All of lore.kernel.org
 help / color / mirror / Atom feed
From: Frederic Weisbecker <frederic@kernel.org>
To: Neeraj upadhyay <neeraj.iitr10@gmail.com>
Cc: Joel Fernandes <joel@joelfernandes.org>,
	zhuangel570 <zhuangel570@gmail.com>,
	paulmck@kernel.org, rcu@vger.kernel.org, josh@joshtriplett.org,
	rostedt@goodmis.org, mathieu.desnoyers@efficios.com,
	jiangshanlai@gmail.com, like.xu.linux@gmail.com,
	linussli@tencent.com, foxywang@tencent.com
Subject: Re: SRCU: kworker hung in synchronize_srcu
Date: Mon, 2 Oct 2023 12:41:43 +0200	[thread overview]
Message-ID: <ZRqeZ31cLs8bocBo@lothringen> (raw)
In-Reply-To: <CAFwiDX9NBdPy-CZA6i9XEd5jM+j9e57zMoW2AwAoNtzDt+8qbw@mail.gmail.com>

On Mon, Oct 02, 2023 at 07:47:55AM +0530, Neeraj upadhyay wrote:
> On Mon, Oct 2, 2023 at 4:02 AM Frederic Weisbecker <frederic@kernel.org> wrote:
> >
> > Le Sun, Oct 01, 2023 at 07:57:14AM +0530, Neeraj upadhyay a écrit :
> > >
> > > But "more" only checks for CBs in DONE tail. The callbacks which have been just
> > > accelerated are not advanced to DONE tail.
> > >
> > > Having said above, I am still trying to figure out, which callbacks
> > > are actually being pointed
> > > by NEXT tail. Given that __call_srcu() already does a advance and
> > > accelerate, all enqueued
> > > callbacks would be in either WAIT tail (the callbacks for current
> > > active GP) or NEXT_READY
> > > tail (the callbacks for next GP after current one completes). So, they
> > > should already have
> > > GP num assigned and srcu_invoke_callbacks() won't accelerate them.
> > > Only case I can
> > > think of is, if current GP completes after we sample
> > > rcu_seq_current(&ssp->srcu_gp_seq) for
> > > rcu_segcblist_advance() (so, WAIT tail cbs are not moved to DONE tail)
> > > and a new GP is started
> > > before we take snapshot ('s') of next GP  for
> > > rcu_segcblist_accelerate(), then the gp num 's'
> > > > gp num of NEXT_READY_TAIL and will be put in NEXT tail. Not sure
> > > if my understanding is correct here. Thoughts?
> > >
> > > __call_srcu()
> > >         rcu_segcblist_advance(&sdp->srcu_cblist,
> > >                               rcu_seq_current(&ssp->srcu_gp_seq));
> > >         s = rcu_seq_snap(&ssp->srcu_gp_seq);
> > >         (void)rcu_segcblist_accelerate(&sdp->srcu_cblist, s);
> >
> > Good point! This looks plausible.
> >
> > Does the (buggy) acceleration in srcu_invoke_callbacks() exists solely
> > to handle that case? Because then the acceleration could be moved before
> > the advance on callbacks handling, something like:
> >
> 
> I think we might need to accelerate after advance, as the  tail pointers
> (WAIT, NEXT_READY) can be non-empty and we will not be able to
> accelerate (and assign GP num) until we advance WAIT tail to DONE tail?

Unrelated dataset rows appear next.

PR #233, opened 2023-09-14
lowering computed rate constant

### LINKED ISSUE #232: Tests fail on dercho with nvhpc
```
module load cmake/3.26.3 nvhpc/23.5
```

The analytical test fails

K20shores:
Closes #232. Lowers the rate constant from something on the order of 10^308 to 10^6, which is still huge, but not outrageous. Changing that allowed the test to pass on derecho


sjsprecious (approved):
Thanks @K20shores for sorting this issue out.

mattldawson (approved):

boulderdaze (approved):

test/unit/process/test_troe_rate_constant.cpp
```diff
@@ -85,5 +85,5 @@ TEST(TroeRateConstant, AnalyticalTroeExampleBC)
   double k1 =
       k_0 * 42.2 / (1.0 + k_0 * 42.2 / k_inf) * pow(0.9, 1.0 / (1.0 + (1.0 / 0.8) * pow(log10(k_0 * 42.2 / k_inf), 2)));
 
-  EXPECT_EQ(k, k1);
+  EXPECT_NEAR(k, k1, 1e-8);
```
sjsprecious, line 88: I did not understand why we need to use `expect_near` rather than `expect_eq`. I saw some constants were declared as integer for `troe_params` (e.g., .k0_B_), but a real number was used for the analytical solution (e.g., 167.0 for k_0 calculation). Could this be a problem?

test/regression/RosenbrockChapman/regression_test_p_force.cpp
```diff
@@ -41,7 +41,7 @@ void testRateConstants()
     EXPECT_EQ(state.rate_constants_[i].size(), fixed_state.rate_constants_[0].size());
     for (size_t j{}; j < state.rate_constants_[i].size(); ++j)
     {
-      EXPECT_EQ(state.rate_constants_[i][j], fixed_state.rate_constants_[0][j]);
+      EXPECT_NEAR(state.rate_constants_[i][j], fixed_state.rate_constants_[0][j], 1e-6);
```
sjsprecious, line 44: the same question: why can't we use `expect_eq` here?

sjsprecious (changes requested):

test/unit/process/test_troe_rate_constant.cpp
sjsprecious: According to Kyle, this issue only happens when using the `DEBUG` mode. I checked the relative difference here and it is smaller than 1e-16, which to me could be safely ignored.

test/unit/process/test_ternary_chemical_activation_rate_constant.cpp
```diff
@@ -17,7 +17,7 @@ TEST(TernaryChemicalActivationRateConstant, CalculateWithMinimalArugments)
   auto k = ternary.calculate(state.conditions_[0], params);
   double k0 = 1.0;
   double kinf = 1.0;
-  EXPECT_NEAR(k, k0 / (1.0 + 42.4 * k0 / kinf) * pow(0.6, 1.0 / (1 + pow(log10(42.2 * k0 / kinf), 2))), 0.001);
+  EXPECT_NEAR(k, k0 / (1.0 + 42.4 * k0 / kinf) * std::pow(0.6, 1.0 / (1 + std::pow(std::log10(42.2 * k0 / kinf), 2))), 0.001);
```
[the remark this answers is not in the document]
K20shores: this now matches exactly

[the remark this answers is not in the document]
sjsprecious: Fixed with a later commit

test/unit/process/test_ternary_chemical_activation_rate_constant.cpp
```diff
@@ -37,7 +37,7 @@ TEST(TernaryChemicalActivationRateConstant, CalculateWithAllArugments)
       .Fc_ = 0.9,
       .N_ = 1.2 } };
   auto k = ternary.calculate(state.conditions_[0], params);
-  double k0 = 1.2 * exp(302.3 / temperature) * pow(temperature / 300.0, 2.3);
-  double kinf = 2.6 * exp(402.1 / temperature) * pow(temperature / 300.0, -3.1);
-  EXPECT_NEAR(k, k0 / (1.0 + 42.2 * k0 / kinf) * pow(0.9, 1.0 / (1.0 + 1.0 / 1.2 * pow(log10(42.2 * k0 / kinf), 2))), 0.001);
+  double k0 = 1.2 * std::exp(302.3 / temperature) * std::pow(temperature / 300.0, 2.3);
+  double kinf = 2.6 * std::exp(402.1 / temperature) * std::pow(temperature / 300.0, -3.1);
+  EXPECT_NEAR(k, k0 / (1.0 + 42.2 * k0 / kinf) * std::pow(0.9, 1.0 / (1.0 + 1.0 / 1.2 * std::pow(std::log10(42.2 * k0 / kinf), 2))), 0.001);
```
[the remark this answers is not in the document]
sjsprecious: Fixed with a later commit

sjsprecious (approved):

mwaxmonsky (approved):
Looks good!  Thanks for fixing this!

Dockerfile.nvhpc
```diff
@@ -30,6 +31,14 @@ COPY . /micm/
 # build the library and run the tests
 RUN mkdir /build \
       && cd /build \ 
+      && cmake \
+        -D CMAKE_BUILD_TYPE=release \
```
K20shores, line 35: @mwaxmonsky nvhpc tests seem to fail only in the debug builds of micm, from what I've gathered. Our tests now run the nvidia compiled version of micm, but only as a release build.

Right indeed! How about the following patch then, assuming that in SRCU:
1 enqueue == 1 accelerate and therefore it only makes sense
to accelerate on enqueue time and any other accelerate call is error prone.

I can't find a scenario where the second call below to accelerate (and thus also
the second call to advance) would fail. Please tell me if I'm missing something.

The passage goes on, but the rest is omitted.